Ela sapecou uma daquelas velhas histórias sobre cegonhas e coisas do gênero.
Hoje, o tabu se inverteu. Para a criança, mesmo na mais tenra idade, os pais
explicam, pormenorizadamente, como se dá a concepção. E usam termos próprios
para isso, tais como pênis, vagina e ejaculação. Tudo muito natural, como
natural é a concepção. Sem pudores ou tabus. Porém, hoje, quando o assunto é
morte, sequer esse termo, morte, é aceito naturalmente. Houve uma transposição
de tabu. Hoje, quando um neto pergunta sobre o avô falecido, dizem-lhe que “o
vovô foi viajar para bem longe”.
Evidentemente
que, em relação ao sexo, ainda existem pessoas que não lhe confiram a
naturalidade que ele requer.
Está circulando
em Corupá, e por todo o nosso estado, um leque confeccionado pela Secretaria
Estadual de Saúde. Um primor de campanha educativa. Um tom leve e natural, bem
próprio ao tema que aborda, isto é, o sexo.
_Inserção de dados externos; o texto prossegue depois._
PR #421, opened 2024-11-15
Deflate support on chunked responses

mtrudel:
Adds support for deflating chunked responses. Consists of a refactor to first break apart the existing compression routines such that the constituent stages can be called separately throughout the lifecycle of a chunked response, and then using these new routines within chunked responses.

Only deflate is supported on responses


mtrudel:
Backed this out of main/1.6.0 since there are reports of it breaking. Will re-open and fix

mtrudel:
Reopened as #429

PR #428, opened 2024-11-18
Use inform to send websocket upgrades instead of a regular sending

### LINKED ISSUE #422: WSS broken by frame masking
image

Maybe this is just happening for me. I am investigating.

mtrudel:
Fixes #422


mtrudel:
I honestly don't know what I was thinking when I originally wrote this with send_resp instead of inform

Nele, há estampadas figuras de duas
camisinhas, metamorfoseadas de humanos, um homem e uma mulher, exibindo
flexibilidade e criatividade nas posições sexuais. No centro do leque, o slogan
da campanha: “Coloque a proteção antes do prazer”. Ouvi, de algumas beatas
escandalizadas, críticas, notadamente, moralistas, contra a campanha. “Imaginem
se as crianças virem isso?” – bradam as carolas. No verso da peça publicitária,
há um texto explicando as formas de contágio da Aids, de uma maneira bem
didática: assim pega, assim não pega.
Agora, é minha
vez de me escandalizar: “Imaginem se as crianças não virem isso?”.